Project Runway S11: Episode 10, The Art of Fashion

Ah, the Guggenheim. An icon of modern art. What better place for a set of talented, eager designers to find inspiration to create works of wearable art to rival the Cezannes, the Gaugins, the Degas.

Or, they could just complain about each other for an hour and a half. Heidi’ll find a way to rake in product placement fees, either way.

The judges create the teams again, and finally – FINALLY – decide to match the six remaining designers in pairs according to approximate standing: Michelle and Stanley, the stars. Layana and Daniel, who can produce good stuff but are inconsistent. And Patricia and Richard, the left-handed red-haired stepchildren. Funny thing is, Michelle used to hate Patricia, but since Richard hoarded the gold tape in the prom challenge (and perhaps since Patricia became her roomie), she’s changed allegiances. Richard’s now the Bad Guy. Remember the girls putting the boys on their list at the beginning of last week? Funny how we just so happened to end up with boy-girl pairs now.

The Challenge:

Each team must create one grand, over-the-top wearable art look (I guess they’ve given up on anyone understanding what “avant-garde” actually means) and one ready-to-wear companion piece. Oh, and because this season isn’t enough of a mess, let’s throw the design-your-own-textile thing in here, too, and incorporate that fabric into both pieces. Tim: “You have all this material to help you with your wearable art”: Elmer’s glue. Bubble wrap. Oh. You want that kind of wearable art. So a little Unconventional Material challenge as well. There’s also a trip to Mood. I give up; I think we’re getting a glimpse into Heidi’s mind, and it’s pretty jumbled in there.
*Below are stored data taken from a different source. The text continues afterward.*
PR #2975, opened 2025-01-16
chore: Enable migration tests for clusters in legacy schema

lantoli:
## Description

Enable migration tests for clusters in legacy schema. With this PR, all mig tests for TPF are passing.

Link to any related issue(s): CLOUDP-295165

## Type of change:

## Required Checklist:

### DIFF
--- a/internal/service/advancedcluster/resource_advanced_cluster_migration_test.go
+++ b/internal/service/advancedcluster/resource_advanced_cluster_migration_test.go
@@ -29,7 +29,6 @@ func TestMigAdvancedCluster_singleShardedMultiCloud(t *testing.T) {
 }
 
 func TestMigAdvancedCluster_symmetricGeoShardedOldSchema(t *testing.T) {
-	acc.SkipIfAdvancedClusterV2Schema(t) // unexpected update and then: error operation not permitted, nums_shards from 1 -> > 1
 	testCase := symmetricGeoShardedOldSchemaTestCase(t, false)
 	mig.CreateAndRunTest(t, &testCase)
 }
--- a/internal/service/advancedclustertpf/move_upgrade_state.go
+++ b/internal/service/advancedclustertpf/move_upgrade_state.go
@@ -3,6 +3,7 @@ package advancedclustertpf
 import (
 	"context"
 	"fmt"
+	"math/big"
 	"strings"
 
 	"github.com/hashicorp/terraform-plugin-framework-timeouts/resource/timeouts"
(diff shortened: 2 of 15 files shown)


internal/service/advancedcluster/resource_advanced_cluster_migration_test.go
```diff
@@ -29,7 +29,6 @@ func TestMigAdvancedCluster_singleShardedMultiCloud(t *testing.T) {
 }
 
 func TestMigAdvancedCluster_symmetricGeoShardedOldSchema(t *testing.T) {
-	acc.SkipIfAdvancedClusterV2Schema(t) // unexpected update and then: error operation not permitted, nums_shards from 1 -> > 1
```
lantoli, line 32: the last mig test to enable for TPF

internal/service/advancedclustertpf/move_upgrade_state.go
```diff
@@ -137,3 +146,52 @@ func getAttrTimeout(diags *diag.Diagnostics, rawState map[string]tftypes.Value)
...
+		if numShards.Cmp(one) > 0 { // legacy schema if numShards > 1
+			return true
+		}
+	}
+	return false
+}
+
+// sendLegacySchemaRequestToRead sets ClusterID to a special value so Read can know whether it must use legacy schema.
+// private state can't be used here because it's not available in Move Upgrader.
+// ClusterID is computed (not optional) so the value will be overridden in Read and the special value won't ever appear in the state file.
```
lantoli: let me know if there is any question about why we use ClusterID as a side channel to communicate between State Move / Upgrader and Read.   Also if you have a better idea, please let me know

internal/service/advancedclustertpf/move_upgrade_state.go
```diff
@@ -137,3 +146,52 @@ func getAttrTimeout(diags *diag.Diagnostics, rawState map[string]tftypes.Value)
...
+func sendLegacySchemaRequestToRead(model *TFModel) {
+	model.ClusterID = types.StringValue("forceLegacySchema")
+}
```
AgustinBettati: As an alternative, is it too complex to populate the replication spec list only with the bare minimum so our existing logic detects the legacy sharding config (objects with num_shards)? With this approach we would avoid `receivedLegacySchemaRequestInRead` using cluster_id which looks more hacky

internal/service/advancedclustertpf/move_upgrade_state.go
```diff
@@ -39,101 +41,149 @@ func stateUpgraderFromV1(ctx context.Context, req resource.UpgradeStateRequest,
 	setStateResponse(ctx, &resp.Diagnostics, req.RawState, &resp.State)
 }
 
-func setStateResponse(ctx context.Context, diags *diag.Diagnostics, stateIn *tfprotov6.RawState, stateOut *tfsdk.State) {
-	rawStateValue, err := stateIn.UnmarshalWithOpts(tftypes.Object{
+// Minimum attributes needed from source schema. Read will fill in the rest
```
marcosuma: non-blocking comment: in the future where new attributes will be added, will there be some compile-time or test failure if that field needs to be specified here?

internal/service/advancedclustertpf/move_upgrade_state.go
marcosuma: if we go with this option, do you think we can add a check of ClusterID != `forceLegacySchema` in one of the tests that are testing the upgrade?

internal/service/advancedclustertpf/move_upgrade_state.go
lantoli: in line 69 , we're using: IgnoreUndefinedAttributes: true}
that means that we're flexible in the schema, if you see the code below the real mandatory ones are project_id and cluster, the ones we try to used them in a best-effort basis,  it's ok if they don't come (e.g. later when moving from flex cluster)

so the schema doesn't make it fail if they some attribute doesn't exist,  later when the value is tried to be read it will be null

marcosuma: > it's ok if they don't come
ok then why are we even populating them? What is the advantage of populating? Answering this question should also help me with understanding the consequence of:
> later when the value is tried to be read it will be null

lantoli: if the previous version/resource have them and we don't set them, then there will a plan change, e.g. if timeouts or retain_backups_enabled is defined in SDKv2 and want to migrate to TPF, users will get a plan change saying that timeouts/retain_backups_enabled will be deleted.  
(we don't want plan changes when upgrading from sdkv2 to tpf or moved block from cluster to tpf adv_cluster)

in the case that will come with moving from flex cluster to adv_cluster for example, they don't exist so it's ok not to send them.

lantoli: it's to avoid plan changes by filling attributes that Read can't do

marcosuma: got it!

internal/service/advancedclustertpf/move_upgrade_state.go
lantoli: not using ClusterID any more

internal/service/advancedclustertpf/move_upgrade_state.go
lantoli: I was a bit reluctant in case we needed to pass a lot of structure but at the end we only need to pass the num_shards in the replications_configs, changed

internal/service/advancedclustertpf/move_upgrade_state.go
lantoli: clarified here: https://github.com/mongodb/terraform-provider-mongodbatlas/pull/2975/commits/b67243fab155f0f51f69b614bcded7e74c293a94

internal/service/advancedclustertpf/move_upgrade_state.go
AgustinBettati: correct, looks good. If we can leave a comment give context of why we add replication specs that would be good for future reference

AgustinBettati (approved):
LGTM

internal/service/advancedclustertpf/move_upgrade_state.go
lantoli: i did here: https://github.com/mongodb/terraform-provider-mongodbatlas/pull/2975/commits/8fe7cd68035b5904a77ebf373590a7520c7711e0

would you add something else to the latest PR doc?

marcosuma (approved):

The winner gets $10,000 and a computer (which CNET describes as “slower performance at a high price. You’re paying for style,” making it the perfect PR computer). Rachel Roy again fills in for Zac. Guest judge is Tracy Reese, to prove that even though a black woman can’t win Project Runway, if she makes it anyway, she can appear as a guest judge. Yes, I’m still bitter. Even though I suspect I know which decoy collection was Samantha’s, and it’s nowhere near my favorite.

Stanley and Michelle:

From the moment Tim paired them, I knew they’d be the winning team. Or, maybe I should say, I hoped, because if they’d found a way to cut one of them, I might have run amok. They’re both happy with the pairing, probably recognizing each other as the best option. “We’re both in the same head space,” chirps Michelle. They’ll both work on the art piece, she’ll design the fabric, and he’ll do the ready-to-wear.
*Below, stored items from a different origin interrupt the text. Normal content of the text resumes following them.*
PR #2977, opened 2025-01-17
test: Updates importIgnoredFields function to handle dynamic replication specs

EspenAlbert:
## Description

Updates importIgnoredFields function to handle dynamic replication specs

## Type of change:

## Required Checklist:

### DIFF
--- a/internal/service/advancedcluster/resource_advanced_cluster_test.go
+++ b/internal/service/advancedcluster/resource_advanced_cluster_test.go
@@ -224,7 +224,7 @@ func replicaSetMultiCloudTestCase(t *testing.T, isAcc bool) resource.TestCase {
 				Config: configReplicaSetMultiCloud(t, isAcc, orgID, projectName, clusterNameUpdated),
 				Check:  checkReplicaSetMultiCloud(isAcc, clusterNameUpdated, 3),
 			},
-			acc.TestStepImportCluster(resourceName, "replication_specs", "retain_backups_enabled"),
+			acc.TestStepImportCluster(resourceName),
 		},
 	}
 }
@@ -253,7 +253,7 @@ func singleShardedMultiCloudTestCase(t *testing.T, isAcc bool) resource.TestCase
 				Config: configShardedOldSchemaMultiCloud(t, isAcc, projectID, clusterNameUpdated, 1, "M10", nil),
 				Check:  checkShardedOldSchemaMultiCloud(isAcc, clusterNameUpdated, 1, "M10", true, nil),
 			},
-			acc.TestStepImportCluster(resourceName, "replication_specs"),
+			acc.TestStepImportCluster(resourceName),
 		},
 	}
 }
@@ -282,7 +282,7 @@ func TestAccClusterAdvancedCluster_unpausedToPaused(t *testing.T) {
 				Config:      configSingleProviderPaused(t, true, projectID, clusterName, true, anotherInstanceSize),
 				ExpectError: regexp.MustCompile("CANNOT_UPDATE_PAUSED_CLUSTER"),
 			},
-			acc.TestStepImportCluster(resourceName, "replication_specs"),
+			acc.TestStepImportCluster(resourceName),
 		},
 	})
 }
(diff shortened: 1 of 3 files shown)


internal/service/advancedcluster/resource_advanced_cluster_test.go
```diff
@@ -2782,13 +2782,17 @@ func configFCVPinning(t *testing.T, orgID, projectName, clusterName string, pinn
 	`, orgID, projectName, clusterName, mongoDBMajorVersion, pinnedFCVAttr)) + dataSourcesTFNewSchema
 }
 
-func importIgnoredFields() []string {
+func importIgnoredFields(replicationSpecs int) []string {
 	if config.AdvancedClusterV2Schema() {
 		return []string{}
```
lantoli: nit: i think you can just return nil here

internal/service/advancedcluster/resource_advanced_cluster_test.go
```diff
@@ -2782,13 +2782,17 @@ func configFCVPinning(t *testing.T, orgID, projectName, clusterName string, pinn
...
 	}
-	return []string{
-		"replication_specs.0.region_configs.0.read_only_specs",
-		"replication_specs.0.region_configs.0.analytics_specs",
-		"replication_specs.0.region_configs.0.electable_specs.0.ebs_volume_type",
+	ignored := []string{}
```
lantoli: nit: similarly, you don't need to initialize, can just do:
```
var ignored []string
```

nil slices are in general equivalent to empy (non-nil) ones

lantoli (approved):

internal/service/advancedcluster/resource_advanced_cluster_test.go
```diff
@@ -2782,13 +2782,17 @@ func configFCVPinning(t *testing.T, orgID, projectName, clusterName string, pinn
 	`, orgID, projectName, clusterName, mongoDBMajorVersion, pinnedFCVAttr)) + dataSourcesTFNewSchema
 }
 
-func importIgnoredFields() []string {
+func importIgnoredFields(replicationSpecs int) []string {
```
marcosuma: why these ignored methods and why adding now the int?

I am not seeing a lot of documentation and this code is going to be very hard to follow and understand why in few months

lantoli: note that it has a `AdvancedClusterV2Schema` clause.  It's because SDKv2 doesn't fill those fields (we talked about this in yesterday's meeting) so we don't want to check those attributes only for TPF.  Maybe a better param name would be replicationSpecCount, to specify how many replicationSpecs are, so we want to ignore those attribute changes in import tests, as we know they happen because SDKv2 and TPF fill them differently.

these attribute checks are new to TPF, were not being done in SDKv2

lantoli: doc added and refactor, please see the latest code

marcosuma (approved):

internal/testutil/acc/advanced_cluster.go
```diff
@@ -42,14 +43,24 @@ var (
...
+func TestStepImportCluster(resourceName string, ignorePrefixFields ...string) resource.TestStep {
+	ignorePrefixFields = append(ignorePrefixFields,
+		"retain_backups_enabled", // This field is TF specific and not returned by Atlas, so Import can't fill it in.
+	)
+
+	// auto_scaling & specs (electable_specs, read_only_specs, etc.) are only set in state in SDKv2 if present in the definition.
+	// However, as import doesn't have a previous state to compare with, import will always fill them.
+	// This will make these fields differ in the state, although the plan change won't be shown to the user as they're computed values.
+	if !config.AdvancedClusterV2Schema() {
+		ignorePrefixFields = append(ignorePrefixFields, "replication_specs")
```
EspenAlbert, line 55: This is quite broad. But I like that you could use the `TestStepImportCluster` instead of the extra helper

lantoli: @EspenAlbert  it is for SDKv2 tests, but reality is that any spec that is not in the definition file must be included, so at then it's like playing to exclude the elements that are not in the definition file. 

however it's more restrict for TPF now, because some tests had "replication_specs" for SDKv2 and TPF, not this is only for SDKv2 tests.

Michelle creates a fabric of her face. I swear, it reminds me of Munch’s The Scream. To be honest, I have very poor facial recognition skills, so it might be obvious to everyone it’s not her face, making it considerably less narcissistic. But it’s a face, and it’s creeping me out. Yes, Seth Aaron did a face on his fabric, and it worked great, but it was much less recognizable as a face. And it was clearly not his face. Michelle says her kitchen is painted the same color as her face. Maybe she means the camouflage background, which she finally got to use. She draws The Scream on fabric, she makes kilt vests and rain vests, I can imagine Michelle painting her kitchen in camouflage.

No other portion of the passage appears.